Things worth noting:

  • added a priorityClass for elasticsearch so other pods don't compete for space on the special nodes
  • The pod gets killed for using over 100Gi of ephemeral storage so I bumped it to 400Gi
  • I'm using secureSettings for the s3 access key instead of allowing all pods to hit that s3 bucket
  • haven't added the dedicated masters yet because I haven't found any documentation around their storage requirements or recommended sizing

My performance is significantly worse with the 5 i3en.2xlarge hot nodes and 5 d2.2xlarge warm nodes, even when querying something that should only be hitting the hot tier. The hot tier has 88 shards per instance, 30g heap, 2 nvme local instances behind mdadm raid0 w/ default chunk size. The warm tier has 224 shards per instance, 27g heap, 6 local instances behind mdadm raid0 w/ default chunk size.

I had been using 6 m5.4xlarge with 4tb of EBS each, then moved to 6tb. This was much faster than the current performance, which suggests that I'm either hitting a cpu bottleneck (8 instead of 16), or my raid0 array needs some tuning if the default chunk size doesn't perform well for the nvme drives.
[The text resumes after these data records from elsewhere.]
PR #942, opened 2023-05-07
remove REPL history clear when starting a new session

atouminet:
Currently starting a new session clears the REPL history. I see no reason why this is required, and actually I have found quite common the need to reuse REPL command between sessions.
Other IDEs (e.g. vscode) also keep history between sessions.

### DIFF
--- a/lua/dap/repl.lua
+++ b/lua/dap/repl.lua
@@ -7,7 +7,7 @@ local history = {
   last = nil,
   entries = {},
   idx = 1,
-  max_size = 5000,
+  max_size = 100,
 }
 
 local autoscroll = vim.fn.has('nvim-0.7') == 1
--- a/lua/dap/repl.lua
+++ b/lua/dap/repl.lua
@@ -6,7 +6,8 @@ local M = {}
 local history = {
   last = nil,
   entries = {},
-  idx = 1
+  idx = 1,
+  max_size = 5000,
 }
 
 local autoscroll = vim.fn.has('nvim-0.7') == 1
@@ -226,6 +227,9 @@ function execute(text)
     end
   else
     history.last = text
+    if #history.entries == history.max_size then
+      table.remove(history.entries, 1)
+    end
     table.insert(history.entries, text)
     history.idx = #history.entries + 1
   end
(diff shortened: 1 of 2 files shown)


mfussenegger:
This would also stop clearing the output, which I very much want to keep. 

I don't mind not clearing the history, but then it would probably need to become a ringbuffer to avoid the memory usage from growing indefinitely.

atouminet:
I have made changes according to your review. I have added a maximum REPL history size, with a hardcoded max size.
I can make it a configurable option if needed, although I do not think it is very useful to have a much larger history.

lua/dap/repl.lua
```diff
@@ -245,8 +249,7 @@ function execute(text)
     return
   elseif vim.tbl_contains(M.commands.clear, text) then
     if repl.buf and api.nvim_buf_is_loaded(repl.buf) then
-      local layer = ui.layer(repl.buf)
-      layer.render({}, tostring, {}, 0, - 1)
+      M.clear_output()
```
mfussenegger, line 252:
```suggestion
      M.clear()
```

No reason the break the API

lua/dap/repl.lua
```diff
@@ -383,10 +386,7 @@ function M.append(line, lnum, opts)
 end
 
 
-function M.clear()
-  history.last = nil
-  history.entries = {}
-  history.idx = 1
+function M.clear_output()
```
mfussenegger, line 389:
```suggestion
function M.clear()
```

lua/dap/session.lua
```diff
@@ -1623,7 +1623,7 @@ end
 --- Initialize the debug session
 ---@param config Configuration
 function Session:initialize(config)
-  vim.schedule(repl.clear)
+  vim.schedule(repl.clear_output)
```
mfussenegger, line 1626:
```suggestion
  vim.schedule(repl.clear)
```

lua/dap/repl.lua
```diff
@@ -6,7 +6,8 @@ local M = {}
 local history = {
   last = nil,
   entries = {},
-  idx = 1
+  idx = 1,
+  max_size = 5000,
```
mfussenegger, line 10:
```suggestion
  max_size = 100,
```

lua/dap/session.lua
daoye: Is it possible to add an option to control whether to clear the history when start a new session?

PR #952, opened 2023-05-19
Implement `run_launchjs` for running `launch.json` configs interactively

utilyre:
- The reasoning is explained in commit messages.

- Why are comments stripped out in `load_launchjs` even though `json` (unline `jsonc`) does not support comments?


daoye:
That's really good.

PR #969, opened 2023-06-10
fix: Exit code 1 warning at the end of a debug session on Windows

Aeceon:
On Windows, when using a server type debug adapter that is executed (in this case codelldb) I received the following warning after a debug session ended:

> ...codelldb.CMD exited with code 1

Changing "sigterm" to "SIGTERM" in the client close function fixes this.

### DIFF
--- a/lua/dap/session.lua
+++ b/lua/dap/session.lua
@@ -1201,9 +1201,14 @@ local function spawn_server_executable(executable, session)
   stderr:read_start(read_output('stderr', stderr))
   stdout:read_start(read_output('stdout', stdout))
 
+  local is_windows = vim.fn.has("win32")
   session.on_close["dap.server_executable"] = function()
     if not handle:is_closing() then
-      handle:kill("sigterm")
+      if is_windows == 1 then
+        handle:kill("sighup")
+      else
+        handle:kill("sigterm")
+      end
     end
   end
 end
--- a/lua/dap/session.lua
+++ b/lua/dap/session.lua
@@ -1206,7 +1206,7 @@ function Session.connect(_, adapter, opts, on_connect)
       close = function(cb)
         _close(function()
           if not handle:is_closing() then
-            handle:kill("sigterm")
+            handle:kill("SIGTERM")
           end
           if cb then
             cb()
--- a/lua/dap/session.lua
+++ b/lua/dap/session.lua
@@ -1202,11 +1202,16 @@ function Session.connect(_, adapter, opts, on_connect)
     session.adapter = adapter
 
     if handle then
+      local is_windows = vim.fn.has("win32")
       local _close = close
       close = function(cb)
         _close(function()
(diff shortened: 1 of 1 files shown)


Aeceon:
I've jumped the gun here. I should have opened an issue first.

After receiving the exit code 1 warning, I read the Neovim documentation on kill and noticed that sigterm was in uppercase [here](https://neovim.io/doc/user/luvref.html#luv-signal-handle). I made [this change](https://github.com/mfussenegger/nvim-dap/pull/969/files#diff-1c238a5ffb6d36f9412528c8783aacf498b7c4456f7ce2131779e1ea04bb98b2) and the debug adapter correctly exited with code 0. I should have looked into it further because It correctly exits with code 0 on Windows for everything but "sigterm" (lowercase). For instance:

```lua
handle:kill("blah")
```

This sees the debug adapter exit with code 0 as well.

### Steps to reproduce the original issue on Windows (not WSL):

1. The following adapter configuration automatically provided by mason-nvim-dap:
```lua
local dap = require('dap')

dap.adapters.codelldb = {
	type = 'server',
	port = '${port}',
	executable = {
		command = vim.fn.exepath('codelldb'),
		args = { '--port', '${port}' },
	},
}

if vim.fn.has('win32') == 1 then
	dap.adapters.codelldb.executable.detached = false
end

dap.configurations.cpp = {
  {
    name = 'Launch',
    type = 'codelldb',
    request = 'launch',
    program = function()
      return vim.fn.input('Path to executable: ', vim.fn.getcwd() .. '/', 'file')
    end,
    cwd = '${workspaceFolder}',
    stopOnEntry = false,
    args = {},
}

dap.configurations.c = dap.configurations.cpp
dap.configurations.rust = dap.configurations.cpp
```
2. Compile a standard hello world program in C with MSVC ("cl /Zi main.c").
3. Open the hello world source file in Neovim.
4. Set a breakpoint before print.
5. Start a debug session with the compiled program.
6. Hit continue once the breakpoint has been reached.

I then receive the following warning when the debug session ends (generated on [line 1152 of session.lua](https://github.com/mfussenegger/nvim-dap/blob/master/lua/dap/session.lua#L1152)):
>...codelldb.CMD exited with code 1

This doesn't happen if handle:kill is passed anything other than "sigterm" (lowercase).

mfussenegger:
Could you try with `sigint` ?

Changing it to `SIGTERM` prevents it from terminating the process on linux, and it again leaks processes if they don't stop by themselves after a debug session (which vscode-js-debug doesn't).

mfussenegger:
@Aeceon did you have a chance to try with `sigint`?

Aeceon:
Sorry, I forgot I hadn't updated this. `sigint` gave the same "exited with code 1" error. `sighup`, however, works. I changed the code to only use this on Windows and stick to `sigterm` otherwise.

PR #996, opened 2023-07-27
support register variable/command, add unit test

AbaoFromCUG:
# Register command mechanism
Regarding to [Command](https://code.visualstudio.com/api/extension-guides/command#creating-new-commands), vscode has a mechanism named `Command`, which can be used as [Command Variable](https://code.visualstudio.com/docs/editor/variables-reference#_command-variables)
> If the predefined variables from above are not sufficient, you can use any VS Code command as a variable through the ${command:commandID} syntax.
> A command variable is replaced with the (string) result from the command evaluation. The implementation of a command can range from a simple calculation with no UI, to some sophisticated functionality based on the UI features available via VS Code's extension API. If the command returns anything other than a string, then the variable replacement will not complete. Command variables must return a string.

For example, [vscode-cmake-tools](https://github.com/microsoft/vscode-cmake-tools/blob/main/docs/debug-launch.md#gdb) extension support lots of  `command variable`, which can be used in launch.json

```json
{
    "version": "0.2.0",
    "configurations": [
        {
            "name": "(gdb) Launch",
            "type": "cppdbg",
            "request": "launch",
            // Resolved by CMake Tools:
            "program": "${command:cmake.launchTargetPath}",
            "cwd": "${workspaceFolder}",
            "environment": [
                {
                    // add the directory where our target was built to the PATHs
                    // it gets resolved by CMake Tools:
                    "name": "PATH",
                    "value": "${env:PATH}:${command:cmake.getLaunchTargetDirectory}"
                }
            ]
        }
    ]
}
```

# What did I do

I add API named `dap.register_command(identifier, handler)` to do something same to [vscode.commands.registerCommand](https://code.visualstudio.com/api/references/vscode-api#commands.registerCommand) .  Which can help extension developer to enhance ability of dap.

 e.g.
  ```lua
require("dap").register_command("cmake.launchTargetPath", function()
     // run cmake build task, then return executable path
     // can be a asynchronous coroutine
     return coroutine.create(function()
           // fake cmake build step
           vim.defer_fn(function()
              coroutine.resume(co, "/path/to/exectutable")
            end, 2000)
    end)
end)
```

# Some Unit Test Added

* normal variable
* env varialbe
* register command
* register asnyc command

### DIFF
--- a/lua/dap.lua
+++ b/lua/dap.lua
@@ -264,9 +264,9 @@ for name in pairs(signs) do
   sign_try_define(name)
 end
 
-local function eval_option(option)
+local function eval_option(option, ...)
   if type(option) == 'function' then
-    option = option()
+    option = option(...)
   end
   if type(option) == "thread" then
     assert(coroutine.status(option) == "suspended", "If option is a thread it must be suspended")
@@ -274,8 +274,9 @@ local function eval_option(option)
     -- Schedule ensures `coroutine.resume` happens _after_ coroutine.yield
     -- This is necessary in case the option coroutine is synchronous and
     -- gives back control immediately
+    local arg = { ... }
     vim.schedule(function()
-      coroutine.resume(option, co)
+      coroutine.resume(option, unpack(arg))
     end)
     option = coroutine.yield()
   end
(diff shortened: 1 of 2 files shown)


AbaoFromCUG:
Closed with additional inject code via `dap.expand_config_variables`

PR #201, opened 2023-07-31
Hardcoded ICs Update

wilfonba:
Added example case, added error checking, and switched to `select case` from `if... elseif` in `1[2,3]DHardcodedIC.fpp`.


wilfonba:
Also fully closes #188

sbryngelson (approved):

Issue #177, opened 2023-06-27
Clean up isentropic vortex, turn into `example/`


sbryngelson:
A super easy issue: Create a big red diff by leveraging the merged PR #176 to get rid of the hard-coded isentropic vortex case of [this paper](https://authors.library.caltech.edu/49575/7/nihms606496.pdf) (fig 4 sec 4.4) that lives in at least three different places as `patch_icpp(patch_id)%geometry == 6`. In the process can also kill the documentation we have on this patch type (if it exists). Here are some code snippets:

https://github.com/MFlowCode/MFC/blob/aad787bf90a371e87aa441d6e8ac3ff019cf2625/src/pre_process/m_assign_variables.f90#L156-L205

https://github.com/MFlowCode/MFC/blob/aad787bf90a371e87aa441d6e8ac3ff019cf2625/src/pre_process/m_assign_variables.f90#L570-L609

https://github.com/MFlowCode/MFC/blob/aad787bf90a371e87aa441d6e8ac3ff019cf2625/src/pre_process/m_assign_variables.f90#L773-L812

RasmitDevkota:
Once the isentropic vortex code becomes an example case, would it make sense to get rid of vortex geometry 6 in its entirety as it isn't necessary for simulating such scenarios?

sbryngelson:
Yes, that's the goal.

sbryngelson:
Closed by #205

PR #205, opened 2023-08-12
Converted isentropic vortex to example case

RasmitDevkota:
Converted isentropic vortex to example case, resolving issue #177, using [Coralic and Colonius](https://authors.library.caltech.edu/49575/7/nihms606496.pdf) and [Yee, Sandham, and Djomehri](https://ntrs.nasa.gov/api/citations/19980201047/downloads/19980201047.pdf). Most notably, patch type 6 now results in an abort with an appropriate message, and density and pressure have been reformulated due to inconsistencies with references. Since this is a stationary problem, the initial condition and output at any given time are the same—visualizations instead display key properties of the vortex.


src/common/m_derived_types.fpp
```diff
@@ -122,9 +122,7 @@ module m_derived_types
 
         type(ic_model_parameters) :: model !< Model parameters
 
-        real(kind(0d0)) :: epsilon, beta !<
-        !! The isentropic vortex parameters administrating, respectively, both
-        !! the amplitude of the disturbance as well as its domain of influence.
+        real(kind(0d0)) :: epsilon, beta
```
sbryngelson: what are these variables still used for? i think the might still be used elsewhere. can you document it like in the doxygen hook before?

src/pre_process/m_initial_condition.fpp
```diff
@@ -190,9 +196,13 @@ contains
                 elseif (patch_icpp(i)%geometry == 5) then
                     call s_ellipse(i, patch_id_fp, q_prim_vf)
 
-                    ! Isentropic vortex patch
+                    ! Unimplemented patch
                 elseif (patch_icpp(i)%geometry == 6) then
-                    call s_isentropic_vortex(i, patch_id_fp, q_prim_vf)
+                    call s_int_to_str(i, iStr)
+
+                    call s_mpi_abort('Unimplemented choice of geometry 6'// &
```
sbryngelson: you have two calls to `mpi_abort` for the same thing, one in `m_initial_condition` and one in `m_check_patches`.... only one of these needs to exist (whichever the code calls first). the second can be turned into a code comment.

sbryngelson (commented):
Also, can you show an image where you post_process the vorticity? it has a hook in post_process called `omega_wrt(1/2/3` I believe...

src/common/m_derived_types.fpp
RasmitDevkota: They appear to be spherical harmonics parameters - I have documented them as such.

src/pre_process/m_initial_condition.fpp
RasmitDevkota: Removed the one in `m_initial_condition` since it occurs second.

src/common/m_derived_types.fpp
sbryngelson: you need the `!<` part

examples/2D_isentropicvortex/omega_wrt3.png
sbryngelson, line 1: are these the correct vorticities? compared to the paper?

examples/2D_isentropicvortex/vel1.png
sbryngelson, line 1: can remove this

examples/2D_isentropicvortex/vel2.png
sbryngelson, line 1: can remove this

examples/2D_isentropicvortex/alpha_rho1.png
sbryngelson, line 1: this doesn't seem to match fig 4 of coralic and colonius 2014

RasmitDevkota: Figure 4 uses the coarsest possible grid, 25x25, for visualization, whereas the numerical computations are done using a much more precise grid, 400x400, which is what the case file uses.

examples/2D_isentropicvortex/omega_wrt3.png
RasmitDevkota: The original paper does not contain any vorticity plot. No other papers on this particular problem seem to mention it either.

examples/2D_isentropicvortex/alpha_rho1.png
sbryngelson: does the initial condition match the one in the paper at that resolution?

examples/2D_isentropicvortex/case.py
```diff
@@ -0,0 +1,107 @@
...
+    'patch_icpp(1)%vel(1)'         : vel1,
+    'patch_icpp(1)%vel(2)'         : vel2,
+    'patch_icpp(1)%pres'           : pres,
+    'patch_icpp(1)%rho'            : 1,
+    'patch_icpp(1)%alpha_rho(1)'   : alpha_rho1,
+    'patch_icpp(1)%alpha(1)'       : 1.,
+    # ==========================================================================
+
+    # Fluids Physical Parameters ===============================================
+    'fluid_pp(1)%gamma'            : 1.4,
```
sbryngelson: this is not the gamma you want, it is actually capital Gamma. see Coralic and Colonius 14 (and the code documentation).

sbryngelson (changes requested):

examples/2D_isentropicvortex/alpha_rho1.png
RasmitDevkota: Given all the same parameters for the 25x25 case, the fluxes, velocities, and densities diverge at this low resolution (returning NaNs at timesteps). I've traced this issue back to `q(L|R)_prim_rs`, though it is not clear yet how it sometimes gains a NaN value.

Another relevant general issue is that MFC only has up to the third-order TVD RK time-steppers while the paper uses a fifth-order time-stepper (which it notes as a limiting factor on the accuracy).

examples/2D_isentropicvortex/case.py
RasmitDevkota: I reverted this back

examples/2D_isentropicvortex/alpha_rho1.png
sbryngelson: this might be because they used a nonuniform grid size, or you have the time step size wrong, or the time stepper itself. however, the reason for 5th order time stepper has to do with those accuracy plots on the right of the figure (matching 5th order accurate weno with 5th order accurate runge kutta). the simulation should be similarly stable for 3rd order TVK runge kutta, though perhaps you need a slightly smaller time step.

if a slightly smaller time step doesn't fix the problem then i think there is likely a different problem. also, does the IC for the problem you describe match the one in the paper? (the \rho field, that is?)

PR #213, opened 2023-09-12
Boundary conditions refactor

### LINKED ISSUE #187: Put all boundary conditions in a module called `m_boundary_conditions.fpp`

wilfonba:
This closes #187 and partially completes #185.


sbryngelson:
@wilfonba can you run a few example cases comparing run time on GPU like we've done in the past?

src/simulation/m_boundary_conditions.fpp
```diff
@@ -0,0 +1,1440 @@
...
+                end do
+
+                if(qbmm .and. .not. polytropic) then
+                    !$acc parallel loop collapse(5) gang vector default(present)
+                    do i = 1, nb
+                        do j = 1, buff_size
+                            do l = -buff_size, n + buff_size
+                                do k = -buff_size, m + buff_size
+                                    do q = 1, nnode
+                                        pb(k, l, p+j, q, i) = &
```
sbryngelson, line 352: some of these loop orderings don't make sense to me, should they not go from outer to inner index, so in this case the loops would go from outer to inner as i, q, j, l, k?

wilfonba: @anandrdbz I believe what I have here is the same as what was in your initial PR for this feature.

sbryngelson: perhaps, but still requires explaining (some of the other loops also have this issue)

anandrdbz: I think these kernels weren't optimized to the fullest because they are orders of magnitude faster than the critical points as they only loop through two of the three dimensions at most. But yes, this might show a slight benefit by either using the q loop outside or adding a '!$acc loop seq' in front of the q while preserving the same order. (collapse(3) should be changed to collapse(2) in this case)

anandrdbz: However, it should make no meaningful difference to the overall run time for a single time step

wilfonba: These have been reordered outer to inner with a 0.13% performance improvement for the test case I ran.

sbryngelson: understood, what @anandrdbz says makes sense.

sbryngelson:
> @wilfonba can you run a few example cases comparing run time on GPU like we've done in the past?

Only thing before merging is this part

wilfonba:
- Run-times between master and this branch on GPUs for a 100x100x100 test case ran on 2 V100s. Only one characteristic BC is included because all characteristic boundary conditions utilize ghost-cell extrapolation at the boundary. The following table shows seconds/time-step and % difference between this branch and the master branch.

| BC# | Type | MFC-Wilfong | Master | % Difference
|--------|--------|--------|--------|--------|
|  -1 | Normal | 0.0641 | 0.0636 | 0.75% |
| -2 | Normal | 0.0309 | 0.0309 | -0.007% |
| -3 | Normal | 0.0309 | 0.0308 | 0.08% |
| -4 | Normal | 0.0316 | 0.0315 | 0.18% |
| -5 | Normal | 0.0355 | 0.0355 | 0.12% |

- Run time for different loop ordering in the QBMM boundaries for a 100x100x100 case ran on 2 V100s. The following table shows seconds/time-step and the % difference for different loop orderings.

| i,j,l,k,q | i,q,j,l,k | % Difference |
|--------|--------|--------|
| 0.1789 | 0.1786 | 0.13% |

sbryngelson (approved):

PR #214, opened 2023-09-24
Condensed code in src/simulation/m_riemann_solvers.fpp

KrishnaSr71:
Condensed 2 if-else blocks ('model_eqns == 2' and 'bubbles' booleans) into 1 if-else block

### DIFF
--- a/src/simulation/m_riemann_solvers.fpp
+++ b/src/simulation/m_riemann_solvers.fpp
@@ -1417,13 +1417,8 @@ contains
                 
                 elseif(model_eqns == 2) then
 
-                    if(bubbles) then
-                        !$acc parallel loop collapse(3) gang vector default(present) private(R0_L, R0_R, V0_L, V0_R, P0_L, P0_R, pbw_L, pbw_R, vel_L, vel_R, & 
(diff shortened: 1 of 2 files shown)


src/simulation/m_riemann_solvers.fpp
```diff
@@ -1418,750 +1418,728 @@ contains
...
-                                    end do
-
-                                    !$acc loop seq
-                                    do i = 1, num_fluids
-             qL_prim_rs${XYZ}$_vf(j, k, l, E_idx + i) = qL_prim_rs${XYZ}$_vf(j, k, l, E_idx + i)/max(alpha_L_sum, sgm_eps)
-                                    end do
-
+                    elseif(model_eqns == 2) then
+                        !! DECLARE PRAGMAS
+                        if(bubbles) then
```
sbryngelson: this won't work, the `!$acc parallel loop` pragma has to go right before a loop.

sbryngelson:
The code is a bit long (not your fault), so it's a little hard to tell, but it seems like there is still a rather significant amount of twice-repeated code in the model_eqns==2 if block that could be condensed.

PR #216, opened 2023-10-01
updated example case

wilfonba:
The 2D_shockdroplet example case didn't work as given (it produced NaNs because initial densities were set to zero rather than some small epsilon), so I corrected it to match the example in the seven-equation paper and provided a README with a reference, initial, and final condition picture.


wilfonba:
Seems to be an intel runner issue

sbryngelson:
issue is explained here https://community.intel.com/t5/Intel-oneAPI-Math-Kernel-Library/APT-Repository-not-working-signatures-invalid/m-p/1170457

sbryngelson:
people were complaining about this already, yesterday:

https://community.intel.com/t5/Intel-oneAPI-Base-Toolkit/The-GPG-PUB-KEY-INTEL-SW-PRODUCTS-PUB-expired/m-p/1529173

sbryngelson (approved):

Issue #194, opened 2023-07-27
What is the proper `goldenfile` generation process? Let's standardize!


sbryngelson:
I like this part of the documentation: https://github.com/MFlowCode/MFC/blob/de90fba18f991adf7ce1e57241993e2d1846ac2d/docs/documentation/testing.md

But I think something important could be added/improved. _How do we generate goldenfiles_?! The obvious answer is 
1. Create them using `mfc.sh` commands with some compiler
2. Test with other compilers in the CI/`mfc.sh test` as new PRs come in

In a closer-to-perfect world, this is fine. In the present world, this creates some confusion. If the goldenfile and the test don't match to a "good-enough" tolerance, one has to figure out what the culprit is. Some possibilities: 
1. `gcc` and `nvhpc` are doing different things on CPUs
2. `nvhpc` is doing different things on CPUs and GPUs
3. `gcc` on CPUs is doing something different than `nvhpc` on GPUs. 

This becomes more complicated once Intel compilers are added to the CI.

Right now, I suspect that the present goldenfiles were actually created from a mixture of compilers (yikes!). This should be standardized, with all goldenfiles created using the same compiler. Right now, we are creating goldenfiles using whatever compiler the user happens to be using at the time. 

I see a resolution to this issue by doing two things:
1. Creating a standard and putting it in the documentation, e.g., we create goldenfiles using `gcc` in release mode. Period.
2. Putting a check in the `goldenfile` creation routine in `mfc.sh`/toolchain that does a check to make sure the user is _using_ the "correct" compiler when creating a new goldenfile. For example, if  `gcc` is the standard, then at the very least, it should check that the user is actually using `gcc` when creating those files. I believe the present compiler information is hashed away in a CMakeCache (or some such) file somewhere in `build/`. One could also check that it used `release` mode and not `debug` mode. 

This seems like a pretty easy-to-fix issue but is surprisingly important, given the rabbit holes we have gone down trying to pin down tolerance issues with @haochey @js-spratt etc.

PR #234, opened 2023-11-18
goldenfile metadata generation

sbryngelson:
Fixes https://github.com/MFlowCode/MFC/issues/194


sbryngelson:
@henryleberre requesting your review on this

henryleberre:
@sbryngelson I made a few edits to use CMake to obtain compiler information since using environment variables can unreliable. Let me know what you think. You can try regenerating the golden files.

sbryngelson:
@henryleberre I was thinking we would include the `pack-metadata.txt` in the repo. What do you think?

henryleberre:
@sbryngelson I agree, we should include them. I just didn't re-generate them because I thought you would like to control how the new golden files were generated.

For the i3en.2xlarge worker I could either run one elasticsearch instance with 60g memory reserved, 30g heap, and mdadm to stripe the two 2.5gb disks -- or I could mount both drives separately and create two elasticsearch instances per i3en.2xlarge instance.

Similar question for the d2.2xlarge instances. They have 8 cores, 61g ram, 6x2tb HDD, so either raid0 to stripe for a single large instance or six instances, each with ~10g ram and 5g heap, which seems small. I'd likely move to h1.4xlarge nodes in that case to have 16 cores, 64g ram, and 2x2tb drives.

Any thoughts on which approach would work best?